:: Aim of the task ::
Starting at the top of the records, output every line through the one that contains "on #2199.** The", keeping each exactly as it appears.

:: Records supplied ::
PR #2200, opened 2026-09-18
perf(challenger)!: batch the byte-hash proof-of-work search

Nashtare:
**Stacked on #2199.** The base is `perf/grind-squeeze-first`, so the diff below is only this PR's change. After #2199 lands, this branch will be rebased onto `main`.

With #2199, `SerializingChallenger32/64::grind` searches from a squeezed copy of the challenger, whose pending input is the 32-byte chaining digest. It still tested each candidate on its own clone of that copy. So every candidate paid two `Vec` allocations, a byte-at-a-time copy of the digest and witness into the hasher, and one single-message hash.

This PR runs the search through a new `ByteGrindingChallenger` trait on the inner challenger:

```rust
pub trait ByteGrindingChallenger: CanObserve<u8> + CanSample<u8> + Clone + Send + Sync {
    fn find_witness<const W: usize, const S: usize>(
        &self,
        num_candidates: u64,
        encode: impl Fn(u64) -> [u8; W] + Sync,
        accepts: impl Fn([u8; S]) -> bool + Sync,
    ) -> Option<u64> { /* clone, observe encode(c), sample S bytes, accepts */ }
}
```

The default method is the clone-per-candidate check, so any byte challenger works with an empty impl.

`HashChallenger<u8, H, OUT_LEN>` overrides it. Observing the non-empty witness bytes discards any buffered output, so candidate `c`'s samples all come from `H(input_buffer || encode(c))`, and sample `k` is `digest[OUT_LEN - 1 - k]`. From the squeezed state, `input_buffer` is the digest, so each candidate is one hash of `digest || witness`. Each worker:

- writes the pending input once into every lane's message slot;
- rewrites only the witness bytes for each batch;
- hashes `H::LANES` candidates per `hash_many` call;
- scans the lanes in candidate order, so a serial build still returns the smallest passing witness.

`W == 0` and `S > OUT_LEN` don't fit that layout (the buffered output survives, or a second flush is needed), so they take the default path.

`grind` runs the search on the squeezed copy's inner challenger (`squeezed.inner.find_witness(..)`). The closures match #2199's check: `encode` is exactly what `observe(F)` serializes, and `accepts` is the test `witness_passes` applies to the word `sample_bits` reads. `grind` still ends with `assert!(self.check_witness(bits, witness))`, #2199's squeeze-first check on the real transcript. `check_witness` and the verifier path are unchanged from #2199, so the set of accepted witnesses cannot change. A hasher whose `hash_many` disagreed with single-message hashing would make the prover panic; it could never produce an invalid proof. The pending input is still hashed at most twice per grind; #2199's rehash-count tests pass.

The second commit asserts `bits < usize::BITS` in `SerializingChallenger64::grind`, as the 32-bit version already does. Without it, a 32-bit target asking for 32+ bits would search about 2^32 candidates before the final check panicked.

## Breaking change

`GrindingChallenger for SerializingChallenger32/64` now requires `Inner: ByteGrindingChallenger`. A custom inner byte challenger needs one line:

```rust
impl ByteGrindingChallenger for MyInner {}
```

Every in-repo configuration uses `HashChallenger<u8, _, 32>`, which is covered. Stable Rust has no specialization, and the fast path needs `HashChallenger`'s private buffers. So the hook has to be a trait on the inner type. A default method on `CanSample`/`CanObserve` would avoid the new bound, but it would put a PoW-specific API on every challenger and still be a minor break. Proof-of-work witnesses are the same as #2199's: the circle compat fixtures regenerate byte-identical.

## Measurements

Apple M4 Pro (Keccak 2 lanes, SHA-256 1 lane, BLAKE3 4 lanes with `p3-blake3/neon`), BabyBear witness, 32-byte pending digest, on a machine shared with other builds.

Candidate checks per second, #2199's per-candidate check against the batched search:

| candidates/s | 1 thread | 14 threads |
| --- | ---: | ---: |
| Keccak | 3.50M → 14.4M (4.1x) | 17.1M → 129M (7.5x) |
| SHA-256 | 6.88M → 45.3M (6.6x) | 23.3M → 354M (15x) |
| BLAKE3 | 6.22M → 19.7M (3.2x) | 19.3M → 175M (9.1x) |

Mean `grind` time over fixed seeds, #2199 (`84c363885`) against this branch, medians of three alternating runs:

| 20 bits | 1 thread (8 seeds) | 14 threads (32 seeds) |
| --- | ---: | ---: |
| Keccak | 246 → 60.3 ms (4.1x) | 91.2 → 11.2 ms (8.1x) |
| SHA-256 | 222 → 40.4 ms (5.5x) | 51.4 → 4.0 ms (13x) |
| BLAKE3 | 149 → 46.1 ms (3.2x) | 64.8 → 8.9 ms (7.3x) |

At 16 bits the gains are 3.2–5.5x at one thread and 7.2–10.6x at 14. At one thread both return the same witness for every seed.

- **Why 14 threads gains more:** the per-candidate path allocates for every candidate and scales only about 5x on 14 threads.
- **BLAKE3:** its lanes don't help here. A 36- or 40-byte message has no full 64-byte block to batch, so its 3.2x comes from dropping the clone and hasher setup.
- **SHA-256:** a 36-byte message is one hardware SHA-2 compression, so it is the fastest here even at one lane.

## Test plan

- [x] `find_witness_matches_clones_*`: for Keccak, SHA-256, BLAKE3 and a Keccak wrapper reporting 1/3/4 lanes, over 24 transcripts, including freshly squeezed ones and long pending inputs. The pending-input lengths put the witness on block and chunk boundaries, with and without a partly consumed digest. For every candidate in the range, the override finds a clone's sampled bytes at exactly that index, including tails of one candidate and one short of a full batch. Shapes (4,4), (8,8), (4,32), and the fallbacks (0,4), (4,33), (4,40). `num_candidates = 0` returns `None`.
- [x] `test_grind_agrees_with_check_witness_{keccak,sha256,blake3,unbatched}`: both serializing challengers, bits {1, 2, 4, 8, 12}. The witness passes the squeeze-first `check_witness`, is the smallest one serially, and the next 12 samples match those after `check_witness` on a pre-grind clone.
- [x] #2199's `*_grind_rehashes_pending_input_at_most_twice` pass
- [x] Review fuzz, on the pre-rebase version (not committed): the override agreed with the clone reference on 8000 random challenger states (random observe/sample/flush histories, `OUT_LEN` ∈ {1,16,32,64}, 1–7 lanes, `W = 0`, `S = 0`, `S = OUT_LEN ± 1`)
- [x] `cargo test --release -p p3-challenger`, with and without `parallel` (207 tests)
- [x] `cargo test --release -p p3-uni-stark -p p3-batch-stark`, including both `verify_circle_compat_fixture` tests; the ignored fixture generators reproduce #2199's fixtures byte for byte
- [x] clippy `-D warnings` with and without `--all-features`, nightly `fmt`


tcoratger (approved):
Reviewed the batched candidate search against the clone/observe/sample semantics. For non-empty encodings whose samples fit one digest, the fast path hashes exactly input_buffer || encode(candidate), reconstructs the reverse-pop sample order correctly, handles partial lane batches, and preserves the serial smallest-witness guarantee. The empty-encoding and multi-flush shapes correctly use the reference fallback; the final check_witness still validates and advances the real transcript. The usize-width guard also prevents an impractical 32-bit search before the eventual sample_bits assertion. Release challenger tests pass with and without parallelism, downstream uni-stark and batch-stark fixtures pass, workspace all-target/all-feature checking and strict clippy are clean. No blocking findings.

:: Solved exercise ::
PR #2200, opened 2026-09-18
perf(challenger)!: batch the byte-hash proof-of-work search

Nashtare:
**Stacked on #2199.** The base is `perf/grind-squeeze-first`, so the diff below is only this PR's change. After #2199 lands, this branch will be rebased onto `main`.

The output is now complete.